:: Stored dataset items ::
□ □ □ □ □

PR #145, opened 2021-11-30
Theme refactor

LostInStatic:
## Description

A better implementation of themes. Most MUI components should have colors close to intended by default. Additionally, it is no longer necessary to specify whether a component is 'light' or 'dark' - it is controlled by `ThemeProvider` instead, so the component will match it's surroundings unless the color is overridden.

Main theme is 'light', as more components use it according to the design. By wrapping components in another `ThemeProvider` with `altTheme` passed to it you can change their color scheme. 

Storybook config was also updated to allow changing themes while previewing components.

### DIFF
--- a/src/renderer/components/ViewContent/ViewContent.tsx
+++ b/src/renderer/components/ViewContent/ViewContent.tsx
@@ -2,9 +2,9 @@ import { BoxProps } from '@mui/material';
 import React from 'react';
 import { BackgroundWrapper, ContentBox } from './style';
 
-const ViewContent: React.FC<BoxProps> = (props) => (
-  <BackgroundWrapper {...props}>
-    <ContentBox>{props.children}</ContentBox>
+const ViewContent: React.FC<BoxProps> = ({ children, ...rest }) => (
+  <BackgroundWrapper {...rest}>
+    <ContentBox>{children}</ContentBox>
   </BackgroundWrapper>
 );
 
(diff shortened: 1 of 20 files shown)


src/renderer/components/ViewContent/ViewContent.tsx
```diff
@@ -0,0 +1,11 @@
+import { BoxProps } from '@mui/material';
+import React from 'react';
+import { BackgroundWrapper, ContentBox } from './style';
+
+const ViewContent: React.FC<BoxProps> = (props) => (
+  <BackgroundWrapper {...props}>
+    <ContentBox>{props.children}</ContentBox>
+  </BackgroundWrapper>
```
karczewskiPiotr, line 8: @LostInStatic I have never considered this before but if the `props` are spread like that will it also spread the `children` to the `BackgroundWrapper` initially and then override it with the actual `children` passed in jsx? 🤔 

If we remove the `ContentBox` the `children` will still render to the `BackgroundWrapper`, albeit in a chaotic non styled way of course,  since `children` is just a prop in React. This just makes me wonder how React handles this internally and if there are any unnecessary assignments done under the hood because of the double passing of children. 

Can't find any immediate answers to this with a super quick search so perhaps it is just best to mitigate this by separating the `children` from other props:

```tsx
const ViewContent: React.FC<BoxProps> = ({ children, ...props }) => (
  <BackgroundWrapper {...props}>
    <ContentBox>{children}</ContentBox>
  </BackgroundWrapper>
);
```

LostInStatic: Yup, good point - my guess is that elements between the tags override the children passed as prop. If I try to set them explicitly ( `<BackgroundWrapper children={props.children} {...props}>` ), React protests about setting children twice. 

Anyway, I've applied your suggestion.

karczewskiPiotr (approved):

PR #147, opened 2021-12-01
App settings UI

### LINKED ISSUE #84: Implement app settings view

LostInStatic:
## Description

App settings view was styled according to the design. Some reusable components were modified so the will fit the design better (hopefully) when implementing other views. 

Root font was set at `10px`. Responsive fonts were removed from the theme, as they made exact implementation of the design difficult - hopefully to be re-added after brainstorming the general styling guidelines.

## Preview

image

## Linked issues

Resolves #84


karczewskiPiotr (changes requested):
In terms of the view itself there is only on thing that is bothering me and that is the lack of the top margin (20px in design) for the view title component that can be seen in the XD. ↓

image

We could also use the same style of the scrollbar as the one in the navigation bar (should be able to have a peek at the styles in `NavigationBar.scss`) for the view but that could perhaps be done for the whole app later on with separation for the main and alt themes.

image

LostInStatic:
@karczewskiPiotr Added padding. 

I've played around a bit with the scrollbar - I think it is best to leave it until we discuss the best solution. Styling the root element scrollbar proves to be difficult (especially with the switching theme), so the easiest solution would be having another component responsible for scrolling. My guesses are:
- `CustomRouter` (or additional wrapper component), but that requires moving the responsibility for providing the theme to it (so the scrollbar is rendered in scope of corresponding  `ThemeProvider`.) Theme to use could be specified in `RouterComponents.ts`. IMO 
- `ViewContent`, but that would require moving the responsibility for rendering subview to it (unless we want view and subview to have separate scrolling?)

karczewskiPiotr (approved):

karczewskiPiotr:
> @karczewskiPiotr Added padding.
> 
> I've played around a bit with the scrollbar - I think it is best to leave it until we discuss the best solution. Styling the root element scrollbar proves to be difficult (especially with the switching theme), so the easiest solution would be having another component responsible for scrolling. My guesses are:
> 
> * `CustomRouter` (or additional wrapper component), but that requires moving the responsibility for providing the theme to it (so the scrollbar is rendered in scope of corresponding  `ThemeProvider`.) Theme to use could be specified in `RouterComponents.ts`. IMO
> * `ViewContent`, but that would require moving the responsibility for rendering subview to it (unless we want view and subview to have separate scrolling?)

I'll note this down for the discussions as well then. 📓

PR #151, opened 2021-12-08
Issue128

### LINKED ISSUE #128: Create view for picking the project technologies

kubajaru:
## Description

Created Technology Picker according to AdobeXD

## Linked issues

Closes #128 

## Correct PR Checklist


src/renderer/views/TechnologyPicker/TechnologiesPicker.tsx
```diff
@@ -0,0 +1,41 @@
+import React, { useState } from 'react';
+import { useTranslation } from 'react-i18next';
+import StyledSwitch from '../../components/Switch/Switch';
+import './TechnologiesPicker.scss';
+
+const TechnologiesPicker = () => {
+  const { t, i18n } = useTranslation();
+  let [useSCSS, changeUseSCSS] = useState(true);
+  let [useTP, changeTP] = useState(true);
```
karczewskiPiotr, line 9: We are not going to be using the `useState` in this component but for reference the definition should be `const` instead of `let`.

Instead of `useState` we're using redux and the reducer prepared in #144. So in order to get the information about the state of the sass and typescript toggles it is enough to use the `newPublication` selector and destructuring the `useSass` and `useTypescript` properties.

```ts
  const { useSass, useTypescript } = useSelector(newPublication);
```

These can then be passed to the switch as the `checked` props.

src/renderer/views/TechnologyPicker/TechnologiesPicker.tsx
```diff
@@ -0,0 +1,41 @@
...
+          <p className='inline'> SCSS</p>
+        </div>
+        <div>
+          <StyledSwitch
+            size='small'
+            checked={useTP}
+            onChange={() => {
+              changeTP((useTP = !useTP));
+            }}
+          />
```
karczewskiPiotr, line 33: In the spirit of using redux the `onChange` handlers should be changed here as well. However, the use of the `changeUseSCCS` and `changeTP` was also wrong in itself. The function accepts a param. What you're doing here is assigning to `useSCSS` witht the `=` operator and then the result of that assignment is passed to the function. It's a weird thing in js that this works. The proper way to use the `useState`'s set function to change the value based on the previous one would be the follwing:

```ts
// The set function either accepts a value or a function that accepts the previous state value and returns a new one.
changeUseSCSS((prevUseSCCS) => !prevUseSCSS)
```

We're using redux for managing the state though so the `onClick` handlers should be changed to utilize that as well.
Therefore, you could define two handlers in the component as follows

```ts
// The properties selected from redux in the comment above
const { useSass, useTypescript } = useSelector(newPublication);
// We need to create a redux dispatch first

const toggleSass = () => {
  // We can then dispatch the setPublicationField action from addPublicationSlice to update the useSass
  dispatch(setPublicationField({ field: 'useSass', value: !useSass }));
};

const toggleTypescript = () => {
  // Same thing can be done for the useTypescript property
  dispatch(setPublicationField({ field: 'useTypescript', value: !useTypescript }));
};
```

These can then be passed to the switches

```tsx
<StyledSwitch
  size='small'
  checked={useSass}
  onChange={toggleSass}
/>
```

karczewskiPiotr (changes requested):

src/renderer/views/TechnologyPicker/TechnologiesPicker.scss
```diff
@@ -0,0 +1,30 @@
+.container {
```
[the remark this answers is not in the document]
kubajaru: Should I align the contents of the view to be in the center of the screen or leave them in the top right corner? 

Like that:
image

karczewskiPiotr (approved):

PR #153, opened 2021-12-10
Collaborators view

### LINKED ISSUE #129: Create view for adding collaborators

kmaciejewska:
## Description

There is a couple of issues that have been encountered during the implementation that need addressing and will be fixed accordingly. 
1. User avatars: for now they are set to display the first character of the username - not quite sure how the fetching of collaborators from github works? 
2. It seemed like some kind of validation was needed to prevent the user from adding just empty strings as role and username, so the styling of Button component has been extended to include 'disabled' state 
3. New component - CollabTable has been added. Also, CollabPicker's onAdd method has been slightly modified (couldn't come up with a better solution for now).

## Preview

1. 
image

2.
image

## Linked issues

closes #129 

## Correct PR Checklist

- [ ] I have assigned Reviewers
- [ ] I have assigned an Description label


src/renderer/components/CollabTable/CollabTable.tsx
```diff
@@ -0,0 +1,74 @@
...
+                <Styled.BorderedTC width='30px' />
+                <Styled.BorderedTC
+                  border
+                  align='center'
+                  width='30px'
+                  onClick={() => handleDelete(collaborator.id)}
+                >
+                  <Styled.Icon />
+                </Styled.BorderedTC>
+              </Styled.Row>
```
karczewskiPiotr, line 66: At the current stage the remove icon button is the only element on the page that is not focusable with the keyboard. It would be good to either give it a `tabindex` of `0` or wrap it with the `IconButton` component or example.

src/renderer/components/CollabPicker/CollabPicker.tsx
```diff
@@ -22,7 +22,7 @@ interface Props {
   selectPlaceholder?: string;
   textFieldPlaceholder?: string;
   onChange?: (value: Value | undefined) => void;
-  onAdd?: (value: Value) => void;
```
karczewskiPiotr, line 25: The changes in this component can be reverted I think.

karczewskiPiotr (changes requested):
The remove icon is not vertically aligned.

image

karczewskiPiotr (approved):

PR #155, opened 2021-12-15
Issue #126

### LINKED ISSUE #126: Create view with form for general project info

zucchero2304:
## Description

Added step one view in new project creation, validation of inputs and enabling/disabling "next" button depending on inputs

## Linked issues

closes #126

## Correct PR Checklist

- [x] I have linked an issue 


karczewskiPiotr:
@zucchero2304 make sure to resolve all the linting errors and I'll have a closer look after that. 🔍

src/renderer/views/AddProject/StepOne/StepOne.tsx
```diff
@@ -0,0 +1,80 @@
...
+import React, { useEffect, useState } from 'react';
+import ImagePicker from '../../../components/ImagePicker/ImagePicker';
+import TextField from '../../../components/TextField/TextField';
+import TextArea from '../../../components/TextArea/TextArea';
+import InputLabel from '../../../components/InputLabel/InputLabel';
+import './StepOne.scss';
+import { useTranslation } from 'react-i18next';
+
+export default function StepOne(props: any) {
+  const [imagePickerError, setImagePickerError] = useState(false);
```
karczewskiPiotr, line 11: I would default this to true for now so that it is possible to move on to other components. Could add a comment above it specifying why it was done.

src/renderer/views/AddProject/StepOne/StepOne.tsx
```diff
@@ -0,0 +1,80 @@
...
+          {t('StepOne.projectDescription')}
+        </InputLabel>
+        <TextArea
+          className='desc-input-field'
+          placeholder={t('StepOne.projectDescriptionDetails')}
+          error={descInputError}
+          onChange={(e) => handleDescValidation(e.target.value)}
+        />
+      </div>
+    </div>
```
karczewskiPiotr, line 78: Would be good to either scope the styles or transition to MUI `Box` components and use the `sx` prop since there is very little styling that is required for the divs.

src/renderer/views/AddProject/StepOne/StepOne.tsx
```diff
@@ -0,0 +1,80 @@
...
+      </div>
+      <div className='right-column'>
+        <InputLabel error={nameInputError} typographyVariant='h3'>
+          {t('StepOne.projectName')}
+        </InputLabel>
+        <TextField
+          className='name-input-field'
+          placeholder={t('StepOne.projectNameDetails')}
+          error={nameInputError}
+          onChange={(e) => handleNameValidation(e.target.value)}
```
karczewskiPiotr, line 66: The validation could simply be done in `onBlur`. This removes the need for the triggered_ states.

karczewskiPiotr (changes requested):
There is no logic that sets the values for the project in redux. You can have a look at two other components for how to go about this. The gist is that the values in the inputs need to come from the `newPublication` selector and on change the `setPublication` action needs to be dispatched to set the correct fields in the store.

karczewskiPiotr (approved):

Issue #163, opened 2022-01-13
Convert all styling to MUI


karczewskiPiotr:
We aim to move all styling to use MUI. Sass should be removed from the project at the end of this procedure.

PR #166, opened 2022-02-05
M UI spacing

### LINKED ISSUE #161: Determine spacing options from XD design
It would be good to determine the spacing variants based on the XD design in order to add them to the MUI theme for use in the styling rework.

LostInStatic:
## Description

After analyzing the design I have come up with following spacing levels: 
- 1rem, mostly as text field padding
- 2.7rem, as a default distance between most elements 
- 5.5rem, between various things (more info below)
- 9rem, as a default distance between sections (such as control groups)

Button paddings were omitted - as they seem to be dependent on the inner font size, it would be best to implement them during typography rework. Logout view has been changed to showcase usage (other components will be converted when resolving #163).

The solution I chose is practical and IMO corresponds to the design well enough, however there are some potential issues:
- It's not really semantic. Alternative would be to extend the theme object with a custom property, but usage would be less straightforward and not permit shorthands described [here](https://mui.com/system/spacing/).
- The 5.5rem level is an arbitrary choice. Many elements in the design have between 48 and 60 px of spacing. (e.g. between button and text in `03 Project Info 1`, the label and the control in `10 New Project 3` and between the sections in subview. The most common value is 60px) I feel like it's a good proxy for all of the uses, but maybe a different value or more levels should be used.

## Linked issues

Resolves #161


karczewskiPiotr (approved):
> It's not really semantic. Alternative would be to extend the theme object with a custom property, but usage would be less straightforward and not permit shorthands described [here](https://mui.com/system/spacing/).

@LostInStatic I feel like it is hard to define spacing in such a way so that it makes sense. So I wouldn't bother with extending the theme in such a way.

> The 5.5rem level is an arbitrary choice. Many elements in the design have between 48 and 60 px of spacing. (e.g. between button and text in 03 Project Info 1, the label and the control in 10 New Project 3 and between the sections in subview. The most common value is 60px) I feel like it's a good proxy for all of the uses, but maybe a different value or more levels should be used.

Yeah, the values seem quite random so it would be hard to pick out specific levels. We can  stick to 5.5rem since the differences are not going to be too noticeable anyway.

PR #168, opened 2022-02-14
Styling conversion

### LINKED ISSUE #163: Convert all styling to MUI

LostInStatic:
## Description

All components have been converted to use styled components. Some components' code has been modified to improve semantics, reduce complexity or improve separation between logic and styling.

There is one component that has not been converted (`ProjectsList.tsx`) - is is a placeholder component with complex styling. IMO rewriting a placeholder version would be a waste of time, so SASS should be finally removed from dependencies when the component's actual implementation will be written.

## Linked issues

Resolves #163


karczewskiPiotr:
> There is one component that has not been converted (ProjectsList.tsx) - is is a placeholder component with complex styling. IMO rewriting a placeholder version would be a waste of time, so SASS should be finally removed from dependencies when the component's actual implementation will be written.

@LostInStatic this is totally fair and makes all the sense. 👌

karczewskiPiotr (commented):
@LostInStatic everything looks fine style wise. I'm getting some import errors though.

image

They go away if I import the `SxProps` from `@mui/system`. In that case we'd need to explicitly also add the `@mui/system` as a direct project dependency so that eslint doesn't complain.

FYI: The current installed version of MUI that I have is 5.0.4 so if you have a newer one (since the latest is **5.4.3**) and our `package.json` would allow it since we have it specified as `^5.0.4` then maybe they export the `SxProps` through the `@mui/material` in the new minor version. Let me know what version you have installed on your machine and I'll update if you're running a newer one. that supports this export.

Let me know and if the version would be a fix then I'll accept the PR.

---

There is also this for the `LangBox` styled component in `LoginComponent` but we are not doing and will not be doing SSR so it shouldn't really matter at all.

image

LostInStatic:
@karczewskiPiotr 
> The current installed version of MUI that I have is 5.0.4 so if you have a newer one (since the latest is 5.4.3) and our package.json would allow it since we have it specified as ^5.0.4 then maybe they export the SxProps through the @mui/material in the new minor version. Let me know what version you have installed on your machine and I'll update if >you're running a newer one. that supports this export.

Yup, that was the issue. Bumped the version up, seems to not break anything.

> There is also this for the LangBox styled component in LoginComponent but we are not doing and will not be doing SSR so it shouldn't really matter at all.

I fixed it anyway, as ~2 mins of work seems like a fair price for seeing less red in the console 😄

karczewskiPiotr (approved):

Issue #170, opened 2022-02-15
Implement form validation for AddProject view


karczewskiPiotr:
The `description`  of the project should definitely be an optional field. 😅

We can use [Formik](https://github.com/jaredpalmer/formik) and [Yup](https://github.com/jquense/yup) for the validation.

PR #172, opened 2022-03-04
Refactor AddProject view 

### LINKED ISSUE #169: Refactor AddProject view
The `AddProject` view needs refactoring. Things that jump out immediately:
 - [x] Sub-components are all over the place. Some in `subcomponents`, some in root folder of `AddProject`, some in higher `components` folder.
 - [x] Naming of the subcomponennts is a bit off. It should be more semantic.
 - [x] The `renderStepComponent` function has to many cases.
 - [x] Perhaps it would also make sense to memo the rendered step component instead of calling the function at each render.

LostInStatic:
## Description
The main component was cleaned-up. Subcomponents were moved to the `subcomponents` folder and renamed appropriately. Step controls were moved to a separate subcomponent, missing features were partially implemented.  

The negation of  `nextButtonEnabled` is unnecessarily confusing - I will clean it up when dealing with #170  

## Linked issues

Closes #169


karczewskiPiotr (changes requested):
@LostInStatic good call on the next button handling. Refactoring is great. Just a couple things I noticed on the views themselves that could be tackled here:


- [ ] On many occasions the `x` button in collaborators table is having it's right border cut off. ↓

    image

    If the reason for this will turn out to be hard to pinpoint and therefore fix you can make it into an issue. Not worth wasting time on now if it would be a pain to deal with.

---

- [ ] The header of the step should be uniform across all steps but on step 3 it is `bold` instead of `regular` like in the XD design.

    image

---

- [ ] In the XD design steps 2-4 have a view header that also includes the name of the project that was input by the user in step 1 so we could add that as well. ↓

    image

LostInStatic:
@karczewskiPiotr  your suggestions were implemented. I cleaned up some typography I must've missed earlier.

The way I did it, the header is updated real-time on step one. It was the most straightforward implementation and I find the effect neat, but if we deem it too distracting, it can be removed easily by adding `step > 1` as a second condition.

karczewskiPiotr (approved):
Just removed some redundant brackets not to bother you with it.

PR #173, opened 2022-03-12
AddProject form validation

### LINKED ISSUE #170: Implement form validation for AddProject view

LostInStatic:
## Description
Yup and Formik had been added to dependencies. 

The AddProject validation is somewhat a bare-minimum one. Only the project name is properly validated - all other fields in other steps are either optional, not implemented yet or do not require validation by nature (switches). 

The implementation is a bit awkward due to the way the component relays it's state to redux constantly - a function (inside `useEffect`) handles updating the redux state every time a field is changed and the validation passes. We should discuss if it is the optimal solution and rewrite it if that's not the case..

□ □ □ □ □

:: Task details ::
Lines above with "CollabPicker" in them are the ones to copy.

:: Response area ::
3. New component - CollabTable has been added. Also, CollabPicker's onAdd method has been slightly modified (couldn't come up with a better solution for now).
src/renderer/components/CollabPicker/CollabPicker.tsx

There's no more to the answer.